══ Information provided
Issue #1007, opened 2019-10-18
Work around docker/distribution servers that don't include the JSON body on error


bparry02:
I have a docker-distribution registry configured with `storage.maintenance.readonly.enabled: true` which prevents writes to the registry. When I run `skopeo copy`, I see an error message that fails to parse the body of the response.

Instead, I expect to see a simple message, such as "copy: Method not allowed" or something similar.

```
# skopeo copy --dest-tls-verify=false docker-daemon:registry.redhat.io/rhel7.7:latest docker://127.0.0.1:5000/rhel7.7:latest
Getting image source signatures
Copying blob 506371554037 done
Copying blob 893590530078 done
FATA[0002] Error writing blob: Error initiating layer upload to /v2/rhel7.7/blobs/uploads/ in 127.0.0.1:5000: error parsing HTTP 405 response body: invalid character 'M' looking for beginning of value: "Method not allowed\n" 
```

rhatdan:
@mtrmac Are you planning on working on this, or should we put @QiWang19 on it?

mtrmac:
@rhatdan I probably won’t work on this this week. (Most of the error handling in c/image/docker is already fairly centralized, so this should be a fairly small change.)

rhatdan:
@QiWang19 PTAL

rhatdan:
@QiWang19 PTAL

QiWang19:
What workaround is needed? Define `error parsing HTTP 405 response body: invalid character 'M' looking for beginning of value: "Method not allowed` as an error and check if the failure is caused by that kind of error?

mtrmac:
That’s already a typed error (`UnexpectedHTTPResponseError` I think), and it contains the full HTTP response body.

A workaround would be to check if that body looks like a non-JSON plain text string, or possibly HTML, and output some other kind of error. In a sense it would be nice to preserve the `UnexpectedHTTPResponseError` type and only wrap it, but that would not get rid of the visual noise, and we don’t document that type — so, probably just a plain-text error that contains the HTTP status and possibly the body if it is not too big.

PR #1037, opened 2020-08-28
Return error body if UnexpectedHTTPResponseError

QiWang19:
Format the error message use the response body if the original error is returned as client.UnexpectedHTTPResponseError type

Use this pach:

```
$ skopeo copy --dest-tls-verify=false docker://library/alpine:latest docker://127.0.0.1:5000/cp:latest

FATA[0000] Error writing blob: Error initiating layer upload to /v2/cp1/blobs/uploads/ in 127.0.0.1:5000: StatusCode: 405, Method not allowed
```

### DIFF
--- a/docker/docker_image_dest.go
+++ b/docker/docker_image_dest.go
════
Make an exact copy of the listing, including every line.

Issue #1007, opened 2019-10-18
Work around docker/distribution servers that don't include the JSON body on error


bparry02:
I have a docker-distribution registry configured with `storage.maintenance.readonly.enabled: true` which prevents writes to the registry. When I run `skopeo copy`, I see an error message that fails to parse the body of the response.

Instead, I expect to see a simple message, such as "copy: Method not allowed" or something similar.

```
# skopeo copy --dest-tls-verify=false docker-daemon:registry.redhat.io/rhel7.7:latest docker://127.0.0.1:5000/rhel7.7:latest
Getting image source signatures
Copying blob 506371554037 done
Copying blob 893590530078 done
FATA[0002] Error writing blob: Error initiating layer upload to /v2/rhel7.7/blobs/uploads/ in 127.0.0.1:5000: error parsing HTTP 405 response body: invalid character 'M' looking for beginning of value: "Method not allowed\n" 
```

rhatdan:
@mtrmac Are you planning on working on this, or should we put @QiWang19 on it?

mtrmac:
@rhatdan I probably won’t work on this this week. (Most of the error handling in c/image/docker is already fairly centralized, so this should be a fairly small change.)

rhatdan:
@QiWang19 PTAL

rhatdan:
@QiWang19 PTAL

QiWang19:
What workaround is needed? Define `error parsing HTTP 405 response body: invalid character 'M' looking for beginning of value: "Method not allowed` as an error and check if the failure is caused by that kind of error?

mtrmac:
That’s already a typed error (`UnexpectedHTTPResponseError` I think), and it contains the full HTTP response body.

A workaround would be to check if that body looks like a non-JSON plain text string, or possibly HTML, and output some other kind of error. In a sense it would be nice to preserve the `UnexpectedHTTPResponseError` type and only wrap it, but that would not get rid of the visual noise, and we don’t document that type — so, probably just a plain-text error that contains the HTTP status and possibly the body if it is not too big.

PR #1037, opened 2020-08-28
Return error body if UnexpectedHTTPResponseError

QiWang19:
Format the error message use the response body if the original error is returned as client.UnexpectedHTTPResponseError type

Use this pach:

```
$ skopeo copy --dest-tls-verify=false docker://library/alpine:latest docker://127.0.0.1:5000/cp:latest

FATA[0000] Error writing blob: Error initiating layer upload to /v2/cp1/blobs/uploads/ in 127.0.0.1:5000: StatusCode: 405, Method not allowed
```

### DIFF
--- a/docker/docker_image_dest.go
+++ b/docker/docker_image_dest.go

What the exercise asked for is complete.